[SUPPLIED DATA Boundary: Start]

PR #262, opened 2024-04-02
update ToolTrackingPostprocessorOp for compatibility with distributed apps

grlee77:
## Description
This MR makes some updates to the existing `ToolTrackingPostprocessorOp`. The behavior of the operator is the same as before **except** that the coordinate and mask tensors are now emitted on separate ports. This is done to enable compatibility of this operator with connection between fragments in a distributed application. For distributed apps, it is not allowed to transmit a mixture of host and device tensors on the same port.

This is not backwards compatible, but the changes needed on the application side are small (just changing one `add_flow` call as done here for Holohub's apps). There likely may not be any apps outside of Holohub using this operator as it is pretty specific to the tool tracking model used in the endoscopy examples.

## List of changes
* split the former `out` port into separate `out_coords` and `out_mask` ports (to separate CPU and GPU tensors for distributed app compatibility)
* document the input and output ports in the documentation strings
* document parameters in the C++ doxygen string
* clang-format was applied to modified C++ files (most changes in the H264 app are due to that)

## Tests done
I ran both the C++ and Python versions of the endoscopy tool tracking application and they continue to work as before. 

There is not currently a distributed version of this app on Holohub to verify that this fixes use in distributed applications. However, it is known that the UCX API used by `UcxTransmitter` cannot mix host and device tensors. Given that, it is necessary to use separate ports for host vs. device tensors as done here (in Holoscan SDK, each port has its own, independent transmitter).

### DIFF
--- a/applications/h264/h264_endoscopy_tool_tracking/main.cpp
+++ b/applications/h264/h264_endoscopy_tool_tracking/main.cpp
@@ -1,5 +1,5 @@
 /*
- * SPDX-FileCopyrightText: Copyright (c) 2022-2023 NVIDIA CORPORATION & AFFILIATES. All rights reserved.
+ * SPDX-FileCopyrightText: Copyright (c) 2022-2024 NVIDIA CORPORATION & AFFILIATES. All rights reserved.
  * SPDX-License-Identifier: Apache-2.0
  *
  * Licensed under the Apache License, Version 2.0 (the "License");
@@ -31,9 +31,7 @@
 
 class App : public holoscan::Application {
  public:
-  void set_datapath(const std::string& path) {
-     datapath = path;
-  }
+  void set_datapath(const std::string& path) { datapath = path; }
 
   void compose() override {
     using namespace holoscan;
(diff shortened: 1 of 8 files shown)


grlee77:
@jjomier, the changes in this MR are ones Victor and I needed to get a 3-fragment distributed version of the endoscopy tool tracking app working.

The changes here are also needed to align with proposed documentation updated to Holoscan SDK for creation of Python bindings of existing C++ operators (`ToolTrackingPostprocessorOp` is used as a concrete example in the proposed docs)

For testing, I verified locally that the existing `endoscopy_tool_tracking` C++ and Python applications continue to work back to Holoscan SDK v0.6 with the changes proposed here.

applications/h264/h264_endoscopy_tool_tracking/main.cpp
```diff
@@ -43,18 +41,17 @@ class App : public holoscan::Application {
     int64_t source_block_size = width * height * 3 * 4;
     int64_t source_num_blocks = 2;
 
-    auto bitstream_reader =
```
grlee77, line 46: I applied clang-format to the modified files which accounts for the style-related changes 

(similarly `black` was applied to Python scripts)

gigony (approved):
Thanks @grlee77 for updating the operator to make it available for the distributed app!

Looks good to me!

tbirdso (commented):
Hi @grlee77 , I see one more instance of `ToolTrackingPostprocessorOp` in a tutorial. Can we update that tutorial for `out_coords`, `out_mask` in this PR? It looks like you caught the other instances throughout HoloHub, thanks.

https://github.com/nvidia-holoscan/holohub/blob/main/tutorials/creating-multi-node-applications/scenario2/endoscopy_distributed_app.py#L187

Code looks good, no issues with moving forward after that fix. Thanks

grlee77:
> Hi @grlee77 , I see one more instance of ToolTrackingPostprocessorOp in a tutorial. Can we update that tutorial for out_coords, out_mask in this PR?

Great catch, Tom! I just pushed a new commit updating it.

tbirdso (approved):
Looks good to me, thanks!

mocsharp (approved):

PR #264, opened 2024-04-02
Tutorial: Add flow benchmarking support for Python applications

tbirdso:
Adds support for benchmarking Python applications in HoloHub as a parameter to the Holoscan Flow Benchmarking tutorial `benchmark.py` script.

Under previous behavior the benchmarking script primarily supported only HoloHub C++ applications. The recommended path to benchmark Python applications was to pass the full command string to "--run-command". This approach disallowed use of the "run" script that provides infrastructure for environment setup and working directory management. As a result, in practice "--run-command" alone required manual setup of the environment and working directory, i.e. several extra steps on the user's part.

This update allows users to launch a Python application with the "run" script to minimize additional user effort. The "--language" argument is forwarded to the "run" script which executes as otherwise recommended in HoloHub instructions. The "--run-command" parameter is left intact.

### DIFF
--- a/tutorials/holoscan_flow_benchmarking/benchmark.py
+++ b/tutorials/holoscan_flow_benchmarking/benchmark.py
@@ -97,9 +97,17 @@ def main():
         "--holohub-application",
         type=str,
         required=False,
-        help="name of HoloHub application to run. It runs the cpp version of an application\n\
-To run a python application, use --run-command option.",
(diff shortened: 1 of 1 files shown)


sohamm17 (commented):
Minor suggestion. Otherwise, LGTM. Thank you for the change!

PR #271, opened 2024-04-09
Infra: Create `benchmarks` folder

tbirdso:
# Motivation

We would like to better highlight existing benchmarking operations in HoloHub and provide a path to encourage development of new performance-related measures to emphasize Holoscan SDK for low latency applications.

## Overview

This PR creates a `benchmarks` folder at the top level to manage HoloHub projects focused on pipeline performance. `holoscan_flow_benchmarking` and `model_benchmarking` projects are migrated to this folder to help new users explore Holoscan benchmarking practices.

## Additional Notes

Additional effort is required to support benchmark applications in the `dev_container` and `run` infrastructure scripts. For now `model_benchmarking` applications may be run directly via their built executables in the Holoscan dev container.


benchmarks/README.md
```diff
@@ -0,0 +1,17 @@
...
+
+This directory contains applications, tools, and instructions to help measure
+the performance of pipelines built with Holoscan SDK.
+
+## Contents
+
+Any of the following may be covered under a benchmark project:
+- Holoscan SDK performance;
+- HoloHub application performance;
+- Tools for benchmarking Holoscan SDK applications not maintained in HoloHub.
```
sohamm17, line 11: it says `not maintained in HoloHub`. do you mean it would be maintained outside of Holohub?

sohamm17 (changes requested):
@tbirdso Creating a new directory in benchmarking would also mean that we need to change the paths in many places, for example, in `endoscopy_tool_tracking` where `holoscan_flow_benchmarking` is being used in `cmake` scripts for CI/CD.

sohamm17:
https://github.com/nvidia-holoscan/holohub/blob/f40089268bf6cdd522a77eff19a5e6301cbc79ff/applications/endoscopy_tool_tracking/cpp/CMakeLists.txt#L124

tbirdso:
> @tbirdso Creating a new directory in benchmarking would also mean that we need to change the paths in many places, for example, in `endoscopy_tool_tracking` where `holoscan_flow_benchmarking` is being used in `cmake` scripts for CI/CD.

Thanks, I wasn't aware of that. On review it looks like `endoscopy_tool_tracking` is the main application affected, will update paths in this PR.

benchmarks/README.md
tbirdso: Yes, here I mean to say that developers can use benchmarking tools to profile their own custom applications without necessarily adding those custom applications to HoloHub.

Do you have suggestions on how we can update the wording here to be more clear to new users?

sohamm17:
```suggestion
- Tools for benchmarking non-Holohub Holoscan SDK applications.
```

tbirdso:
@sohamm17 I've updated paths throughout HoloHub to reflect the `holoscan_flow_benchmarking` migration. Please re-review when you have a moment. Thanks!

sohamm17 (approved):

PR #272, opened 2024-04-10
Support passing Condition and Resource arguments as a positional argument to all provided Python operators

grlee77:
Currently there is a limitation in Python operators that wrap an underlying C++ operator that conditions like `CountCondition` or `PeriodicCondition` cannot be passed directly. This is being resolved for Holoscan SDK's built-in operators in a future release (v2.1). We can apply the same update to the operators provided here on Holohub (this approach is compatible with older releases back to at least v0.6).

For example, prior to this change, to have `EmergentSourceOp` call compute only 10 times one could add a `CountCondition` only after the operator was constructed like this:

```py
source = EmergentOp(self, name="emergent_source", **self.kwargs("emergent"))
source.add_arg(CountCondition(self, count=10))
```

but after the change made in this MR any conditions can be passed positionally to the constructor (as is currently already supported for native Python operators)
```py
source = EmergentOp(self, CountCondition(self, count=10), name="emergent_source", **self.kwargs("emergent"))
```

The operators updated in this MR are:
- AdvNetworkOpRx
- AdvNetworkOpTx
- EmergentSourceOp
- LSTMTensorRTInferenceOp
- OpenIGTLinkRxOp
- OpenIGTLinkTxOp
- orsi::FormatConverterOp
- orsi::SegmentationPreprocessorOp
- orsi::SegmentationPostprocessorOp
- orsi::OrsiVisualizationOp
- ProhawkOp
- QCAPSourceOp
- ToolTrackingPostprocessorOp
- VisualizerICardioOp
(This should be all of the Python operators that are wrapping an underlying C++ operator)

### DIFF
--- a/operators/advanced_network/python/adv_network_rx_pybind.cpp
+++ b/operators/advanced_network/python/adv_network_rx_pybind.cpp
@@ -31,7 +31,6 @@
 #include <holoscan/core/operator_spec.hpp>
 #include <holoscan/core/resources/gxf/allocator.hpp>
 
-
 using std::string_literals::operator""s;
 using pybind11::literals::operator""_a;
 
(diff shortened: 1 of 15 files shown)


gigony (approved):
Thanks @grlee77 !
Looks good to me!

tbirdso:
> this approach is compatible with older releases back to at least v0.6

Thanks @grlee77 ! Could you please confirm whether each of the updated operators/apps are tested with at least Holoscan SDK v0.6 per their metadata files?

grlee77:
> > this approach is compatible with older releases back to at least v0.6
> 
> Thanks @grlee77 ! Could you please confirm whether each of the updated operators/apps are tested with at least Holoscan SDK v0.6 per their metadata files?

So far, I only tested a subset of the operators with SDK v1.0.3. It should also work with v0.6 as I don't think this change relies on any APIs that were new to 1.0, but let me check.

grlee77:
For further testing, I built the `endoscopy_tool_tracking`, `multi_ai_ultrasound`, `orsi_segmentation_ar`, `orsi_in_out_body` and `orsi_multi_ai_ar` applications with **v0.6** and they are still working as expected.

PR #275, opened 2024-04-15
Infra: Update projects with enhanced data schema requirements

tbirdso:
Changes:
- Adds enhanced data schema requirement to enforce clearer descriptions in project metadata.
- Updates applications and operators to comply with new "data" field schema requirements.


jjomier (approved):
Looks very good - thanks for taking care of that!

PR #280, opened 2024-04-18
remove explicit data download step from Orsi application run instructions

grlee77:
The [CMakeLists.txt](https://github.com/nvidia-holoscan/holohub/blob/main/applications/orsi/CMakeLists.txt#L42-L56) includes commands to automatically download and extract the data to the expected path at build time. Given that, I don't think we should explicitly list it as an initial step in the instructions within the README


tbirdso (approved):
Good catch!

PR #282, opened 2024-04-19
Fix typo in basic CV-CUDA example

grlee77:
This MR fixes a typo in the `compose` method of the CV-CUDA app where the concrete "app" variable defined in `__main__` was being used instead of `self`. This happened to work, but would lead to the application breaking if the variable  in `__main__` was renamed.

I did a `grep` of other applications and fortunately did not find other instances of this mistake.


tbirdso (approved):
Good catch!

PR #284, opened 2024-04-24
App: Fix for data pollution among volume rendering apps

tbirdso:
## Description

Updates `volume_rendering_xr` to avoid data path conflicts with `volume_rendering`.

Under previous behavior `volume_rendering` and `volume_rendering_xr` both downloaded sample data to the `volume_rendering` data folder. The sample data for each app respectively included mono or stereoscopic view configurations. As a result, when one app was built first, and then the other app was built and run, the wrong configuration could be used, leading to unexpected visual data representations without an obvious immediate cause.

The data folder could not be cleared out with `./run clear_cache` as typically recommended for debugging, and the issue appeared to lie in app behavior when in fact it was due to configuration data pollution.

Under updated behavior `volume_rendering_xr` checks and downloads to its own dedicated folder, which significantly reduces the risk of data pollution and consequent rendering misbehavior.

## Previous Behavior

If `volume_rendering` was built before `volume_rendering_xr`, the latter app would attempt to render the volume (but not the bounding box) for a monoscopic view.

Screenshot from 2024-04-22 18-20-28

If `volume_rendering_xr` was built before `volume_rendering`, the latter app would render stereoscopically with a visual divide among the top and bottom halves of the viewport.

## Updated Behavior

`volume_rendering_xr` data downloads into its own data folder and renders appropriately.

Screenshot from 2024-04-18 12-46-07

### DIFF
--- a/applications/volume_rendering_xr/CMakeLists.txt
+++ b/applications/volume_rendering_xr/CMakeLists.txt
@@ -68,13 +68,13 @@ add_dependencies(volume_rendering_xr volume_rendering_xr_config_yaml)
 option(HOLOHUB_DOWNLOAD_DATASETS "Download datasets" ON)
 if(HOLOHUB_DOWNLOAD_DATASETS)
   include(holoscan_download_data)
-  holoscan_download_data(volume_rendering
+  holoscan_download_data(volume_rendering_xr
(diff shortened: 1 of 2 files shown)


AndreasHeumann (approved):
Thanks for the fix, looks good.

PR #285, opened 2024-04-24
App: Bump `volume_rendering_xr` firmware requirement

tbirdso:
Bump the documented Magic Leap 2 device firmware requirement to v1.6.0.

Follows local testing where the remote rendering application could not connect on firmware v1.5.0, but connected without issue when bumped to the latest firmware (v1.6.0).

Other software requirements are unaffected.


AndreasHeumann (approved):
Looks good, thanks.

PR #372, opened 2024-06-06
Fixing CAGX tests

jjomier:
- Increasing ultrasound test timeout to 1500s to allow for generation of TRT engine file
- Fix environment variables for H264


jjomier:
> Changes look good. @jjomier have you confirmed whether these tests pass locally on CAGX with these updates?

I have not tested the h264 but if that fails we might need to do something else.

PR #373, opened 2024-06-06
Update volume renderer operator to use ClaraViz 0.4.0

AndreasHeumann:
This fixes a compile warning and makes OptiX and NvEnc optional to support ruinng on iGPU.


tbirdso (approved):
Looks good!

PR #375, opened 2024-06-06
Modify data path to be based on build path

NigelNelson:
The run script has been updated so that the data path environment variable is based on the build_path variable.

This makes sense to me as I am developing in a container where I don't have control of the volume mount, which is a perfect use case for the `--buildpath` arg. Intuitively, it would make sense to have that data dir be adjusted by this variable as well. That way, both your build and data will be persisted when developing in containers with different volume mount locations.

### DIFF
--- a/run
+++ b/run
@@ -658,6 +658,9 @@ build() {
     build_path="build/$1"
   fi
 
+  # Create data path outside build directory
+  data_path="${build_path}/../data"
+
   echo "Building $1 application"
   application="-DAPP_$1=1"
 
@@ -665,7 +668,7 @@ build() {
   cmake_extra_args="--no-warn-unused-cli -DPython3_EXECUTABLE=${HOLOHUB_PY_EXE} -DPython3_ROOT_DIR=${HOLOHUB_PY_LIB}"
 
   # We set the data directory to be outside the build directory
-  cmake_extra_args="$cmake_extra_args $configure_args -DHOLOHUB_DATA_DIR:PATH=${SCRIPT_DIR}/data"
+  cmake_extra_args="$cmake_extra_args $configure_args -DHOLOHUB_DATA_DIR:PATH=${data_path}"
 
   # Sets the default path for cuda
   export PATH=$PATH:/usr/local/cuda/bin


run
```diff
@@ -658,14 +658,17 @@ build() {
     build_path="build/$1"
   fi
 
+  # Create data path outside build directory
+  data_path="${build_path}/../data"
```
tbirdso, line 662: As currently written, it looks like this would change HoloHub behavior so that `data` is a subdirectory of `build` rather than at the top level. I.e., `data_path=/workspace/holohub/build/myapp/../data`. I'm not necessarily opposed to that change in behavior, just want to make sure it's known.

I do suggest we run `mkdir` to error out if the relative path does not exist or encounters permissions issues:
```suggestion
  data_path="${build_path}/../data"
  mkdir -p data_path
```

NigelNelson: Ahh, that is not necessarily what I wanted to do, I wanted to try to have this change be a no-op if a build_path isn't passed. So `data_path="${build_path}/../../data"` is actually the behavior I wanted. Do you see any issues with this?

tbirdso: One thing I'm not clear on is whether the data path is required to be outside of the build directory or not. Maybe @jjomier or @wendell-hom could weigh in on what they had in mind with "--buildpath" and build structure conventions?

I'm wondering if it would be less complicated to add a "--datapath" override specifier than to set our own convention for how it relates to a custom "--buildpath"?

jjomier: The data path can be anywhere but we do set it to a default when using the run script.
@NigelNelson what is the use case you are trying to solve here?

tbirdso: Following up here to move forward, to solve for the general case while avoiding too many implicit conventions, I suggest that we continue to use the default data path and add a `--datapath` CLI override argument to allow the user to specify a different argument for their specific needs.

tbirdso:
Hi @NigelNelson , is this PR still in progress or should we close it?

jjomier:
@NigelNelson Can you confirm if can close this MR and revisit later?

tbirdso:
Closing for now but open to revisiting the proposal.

[SUPPLIED DATA Boundary: End]

- _YOUR TASK_
Considering the records above, state how many lines contain the word "modified", with nothing else in your reply.

- _ANSWER SECTION_
2